→ Prompt: Look through the data below and extract, unchanged, the lines from the one that contains "- [ ] Dogfood" to the one that contains "never pulse the", both included.

[Stored data]
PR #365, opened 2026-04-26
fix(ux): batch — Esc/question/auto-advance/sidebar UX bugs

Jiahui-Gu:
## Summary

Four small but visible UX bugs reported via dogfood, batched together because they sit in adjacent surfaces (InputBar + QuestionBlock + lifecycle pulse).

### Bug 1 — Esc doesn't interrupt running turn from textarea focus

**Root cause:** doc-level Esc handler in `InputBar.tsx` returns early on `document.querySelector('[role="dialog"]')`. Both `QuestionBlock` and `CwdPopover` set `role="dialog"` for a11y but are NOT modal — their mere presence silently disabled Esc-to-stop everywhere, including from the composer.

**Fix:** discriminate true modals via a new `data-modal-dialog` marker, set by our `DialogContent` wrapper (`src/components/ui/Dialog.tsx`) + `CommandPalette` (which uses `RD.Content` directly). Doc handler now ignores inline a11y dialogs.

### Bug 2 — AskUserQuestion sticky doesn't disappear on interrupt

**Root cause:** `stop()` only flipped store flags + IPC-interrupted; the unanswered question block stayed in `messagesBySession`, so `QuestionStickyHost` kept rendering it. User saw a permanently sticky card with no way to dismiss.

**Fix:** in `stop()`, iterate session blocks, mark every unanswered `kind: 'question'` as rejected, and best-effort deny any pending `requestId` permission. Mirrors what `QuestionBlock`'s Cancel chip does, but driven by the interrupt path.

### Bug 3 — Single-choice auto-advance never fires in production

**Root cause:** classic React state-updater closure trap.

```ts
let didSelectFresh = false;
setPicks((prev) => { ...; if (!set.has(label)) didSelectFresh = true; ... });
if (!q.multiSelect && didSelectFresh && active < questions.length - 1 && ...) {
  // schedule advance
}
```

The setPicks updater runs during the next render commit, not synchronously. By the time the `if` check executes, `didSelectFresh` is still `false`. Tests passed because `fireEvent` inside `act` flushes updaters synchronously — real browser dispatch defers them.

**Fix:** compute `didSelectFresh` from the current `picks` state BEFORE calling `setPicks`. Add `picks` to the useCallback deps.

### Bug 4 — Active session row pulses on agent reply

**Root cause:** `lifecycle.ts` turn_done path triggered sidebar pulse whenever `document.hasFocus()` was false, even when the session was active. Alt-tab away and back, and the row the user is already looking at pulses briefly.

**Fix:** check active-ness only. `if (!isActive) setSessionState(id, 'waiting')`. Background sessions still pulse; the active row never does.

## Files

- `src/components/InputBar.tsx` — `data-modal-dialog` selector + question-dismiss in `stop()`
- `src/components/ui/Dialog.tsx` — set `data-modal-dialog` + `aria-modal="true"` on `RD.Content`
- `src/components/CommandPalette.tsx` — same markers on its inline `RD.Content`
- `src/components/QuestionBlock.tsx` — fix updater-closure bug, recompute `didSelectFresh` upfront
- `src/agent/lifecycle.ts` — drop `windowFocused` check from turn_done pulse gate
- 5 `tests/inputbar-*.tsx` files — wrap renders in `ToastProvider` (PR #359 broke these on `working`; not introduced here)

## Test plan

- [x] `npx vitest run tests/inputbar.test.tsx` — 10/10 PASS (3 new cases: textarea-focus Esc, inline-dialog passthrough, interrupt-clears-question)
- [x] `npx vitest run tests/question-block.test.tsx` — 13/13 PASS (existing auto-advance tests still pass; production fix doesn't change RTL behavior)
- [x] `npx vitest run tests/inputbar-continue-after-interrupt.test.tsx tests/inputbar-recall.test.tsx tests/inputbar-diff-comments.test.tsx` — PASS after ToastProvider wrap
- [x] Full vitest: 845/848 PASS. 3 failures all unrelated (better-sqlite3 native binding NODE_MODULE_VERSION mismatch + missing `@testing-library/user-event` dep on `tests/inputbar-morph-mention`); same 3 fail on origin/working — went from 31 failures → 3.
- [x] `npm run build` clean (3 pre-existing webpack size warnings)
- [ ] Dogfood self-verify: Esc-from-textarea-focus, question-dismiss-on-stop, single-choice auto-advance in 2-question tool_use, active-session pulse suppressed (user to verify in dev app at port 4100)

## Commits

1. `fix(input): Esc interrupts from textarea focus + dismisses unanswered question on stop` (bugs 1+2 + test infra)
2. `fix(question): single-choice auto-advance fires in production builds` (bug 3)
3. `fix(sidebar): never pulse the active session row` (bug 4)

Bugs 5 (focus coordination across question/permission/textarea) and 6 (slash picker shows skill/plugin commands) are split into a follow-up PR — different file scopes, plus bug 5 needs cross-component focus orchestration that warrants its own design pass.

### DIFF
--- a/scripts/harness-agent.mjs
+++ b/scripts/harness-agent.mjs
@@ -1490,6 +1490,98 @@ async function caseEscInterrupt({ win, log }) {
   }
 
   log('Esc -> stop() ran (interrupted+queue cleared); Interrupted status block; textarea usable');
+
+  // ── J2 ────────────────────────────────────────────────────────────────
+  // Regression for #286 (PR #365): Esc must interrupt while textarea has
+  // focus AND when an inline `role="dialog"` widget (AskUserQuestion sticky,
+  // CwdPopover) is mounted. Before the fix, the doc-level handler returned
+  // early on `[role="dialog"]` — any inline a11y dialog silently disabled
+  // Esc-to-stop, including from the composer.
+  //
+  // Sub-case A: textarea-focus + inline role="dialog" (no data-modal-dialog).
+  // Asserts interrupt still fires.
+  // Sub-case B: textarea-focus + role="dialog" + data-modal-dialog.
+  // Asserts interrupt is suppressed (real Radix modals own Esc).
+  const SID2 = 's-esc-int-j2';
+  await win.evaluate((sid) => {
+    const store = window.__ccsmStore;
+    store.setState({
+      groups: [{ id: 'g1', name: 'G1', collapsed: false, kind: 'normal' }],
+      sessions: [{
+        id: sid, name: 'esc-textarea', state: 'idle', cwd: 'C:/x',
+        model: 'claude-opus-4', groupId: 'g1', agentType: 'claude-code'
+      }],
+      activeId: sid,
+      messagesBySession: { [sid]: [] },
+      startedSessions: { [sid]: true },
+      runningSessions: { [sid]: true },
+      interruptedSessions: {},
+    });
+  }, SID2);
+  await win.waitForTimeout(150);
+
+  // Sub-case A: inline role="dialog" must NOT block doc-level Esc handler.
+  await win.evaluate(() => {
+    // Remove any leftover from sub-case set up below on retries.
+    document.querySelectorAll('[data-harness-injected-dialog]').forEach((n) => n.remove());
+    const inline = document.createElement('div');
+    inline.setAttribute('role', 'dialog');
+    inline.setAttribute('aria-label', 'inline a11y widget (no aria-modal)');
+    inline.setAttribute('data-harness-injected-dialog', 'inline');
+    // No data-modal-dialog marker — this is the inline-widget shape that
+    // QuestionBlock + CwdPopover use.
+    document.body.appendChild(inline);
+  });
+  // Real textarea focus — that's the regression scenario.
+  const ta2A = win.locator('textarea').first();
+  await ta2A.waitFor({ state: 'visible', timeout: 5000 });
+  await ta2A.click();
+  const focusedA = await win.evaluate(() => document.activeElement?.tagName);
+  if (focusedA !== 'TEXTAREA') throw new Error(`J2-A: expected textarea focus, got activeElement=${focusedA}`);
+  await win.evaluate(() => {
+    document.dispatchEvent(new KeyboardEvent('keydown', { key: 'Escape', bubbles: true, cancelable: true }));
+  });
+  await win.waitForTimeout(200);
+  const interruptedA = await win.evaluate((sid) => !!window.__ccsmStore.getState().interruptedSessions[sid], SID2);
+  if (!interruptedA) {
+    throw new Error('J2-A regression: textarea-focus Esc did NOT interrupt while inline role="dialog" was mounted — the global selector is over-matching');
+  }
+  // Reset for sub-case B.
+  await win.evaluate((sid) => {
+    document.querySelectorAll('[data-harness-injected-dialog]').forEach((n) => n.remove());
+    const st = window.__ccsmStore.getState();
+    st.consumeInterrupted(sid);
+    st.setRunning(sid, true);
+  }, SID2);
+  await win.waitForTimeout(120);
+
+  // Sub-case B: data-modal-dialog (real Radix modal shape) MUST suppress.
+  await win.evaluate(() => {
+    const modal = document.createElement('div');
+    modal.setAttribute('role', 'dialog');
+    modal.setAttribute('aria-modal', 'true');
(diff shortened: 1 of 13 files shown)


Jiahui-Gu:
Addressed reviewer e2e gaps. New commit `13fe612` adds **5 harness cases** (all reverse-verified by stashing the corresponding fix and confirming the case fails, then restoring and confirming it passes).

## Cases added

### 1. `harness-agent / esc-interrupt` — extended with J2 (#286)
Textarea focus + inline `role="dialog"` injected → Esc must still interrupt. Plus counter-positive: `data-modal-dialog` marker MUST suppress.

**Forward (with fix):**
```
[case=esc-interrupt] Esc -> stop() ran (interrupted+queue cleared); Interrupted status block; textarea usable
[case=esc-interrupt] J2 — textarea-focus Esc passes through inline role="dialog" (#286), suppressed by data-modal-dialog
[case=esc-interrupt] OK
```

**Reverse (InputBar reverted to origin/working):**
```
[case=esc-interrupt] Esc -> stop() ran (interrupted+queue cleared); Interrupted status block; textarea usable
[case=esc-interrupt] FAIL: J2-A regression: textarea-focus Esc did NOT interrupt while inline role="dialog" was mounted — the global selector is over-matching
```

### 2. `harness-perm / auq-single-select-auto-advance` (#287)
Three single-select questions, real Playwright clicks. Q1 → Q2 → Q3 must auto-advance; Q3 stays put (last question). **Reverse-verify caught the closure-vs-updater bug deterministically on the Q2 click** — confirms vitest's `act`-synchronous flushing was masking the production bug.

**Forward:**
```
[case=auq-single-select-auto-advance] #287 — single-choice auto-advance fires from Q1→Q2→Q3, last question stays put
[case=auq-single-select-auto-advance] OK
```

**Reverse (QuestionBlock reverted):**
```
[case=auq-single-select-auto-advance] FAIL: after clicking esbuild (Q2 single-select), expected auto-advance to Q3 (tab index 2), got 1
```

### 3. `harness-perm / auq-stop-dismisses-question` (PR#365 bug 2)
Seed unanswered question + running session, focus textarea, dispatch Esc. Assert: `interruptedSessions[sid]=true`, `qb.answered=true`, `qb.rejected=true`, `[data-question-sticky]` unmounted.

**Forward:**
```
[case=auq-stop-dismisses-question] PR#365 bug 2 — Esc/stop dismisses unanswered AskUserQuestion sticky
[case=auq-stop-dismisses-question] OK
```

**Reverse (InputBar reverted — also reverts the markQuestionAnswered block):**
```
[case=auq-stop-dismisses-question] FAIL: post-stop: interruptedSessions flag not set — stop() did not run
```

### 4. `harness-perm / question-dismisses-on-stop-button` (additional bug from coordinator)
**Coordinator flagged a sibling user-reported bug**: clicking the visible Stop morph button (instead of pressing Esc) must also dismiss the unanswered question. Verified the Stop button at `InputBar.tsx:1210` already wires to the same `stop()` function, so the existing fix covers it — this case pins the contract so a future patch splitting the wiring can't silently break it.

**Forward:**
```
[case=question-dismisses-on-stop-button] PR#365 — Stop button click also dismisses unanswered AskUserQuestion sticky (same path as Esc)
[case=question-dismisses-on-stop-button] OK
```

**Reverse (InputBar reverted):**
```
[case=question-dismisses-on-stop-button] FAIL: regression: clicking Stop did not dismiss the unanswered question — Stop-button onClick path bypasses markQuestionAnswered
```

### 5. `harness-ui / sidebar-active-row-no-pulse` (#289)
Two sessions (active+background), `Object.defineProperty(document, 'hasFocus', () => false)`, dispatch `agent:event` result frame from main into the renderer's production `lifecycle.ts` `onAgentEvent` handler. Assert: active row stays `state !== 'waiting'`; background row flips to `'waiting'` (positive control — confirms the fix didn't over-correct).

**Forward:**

→ Response to the task:
- [ ] Dogfood self-verify: Esc-from-textarea-focus, question-dismiss-on-stop, single-choice auto-advance in 2-question tool_use, active-session pulse suppressed (user to verify in dev app at port 4100)

## Commits

1. `fix(input): Esc interrupts from textarea focus + dismisses unanswered question on stop` (bugs 1+2 + test infra)
2. `fix(question): single-choice auto-advance fires in production builds` (bug 3)
3. `fix(sidebar): never pulse the active session row` (bug 4)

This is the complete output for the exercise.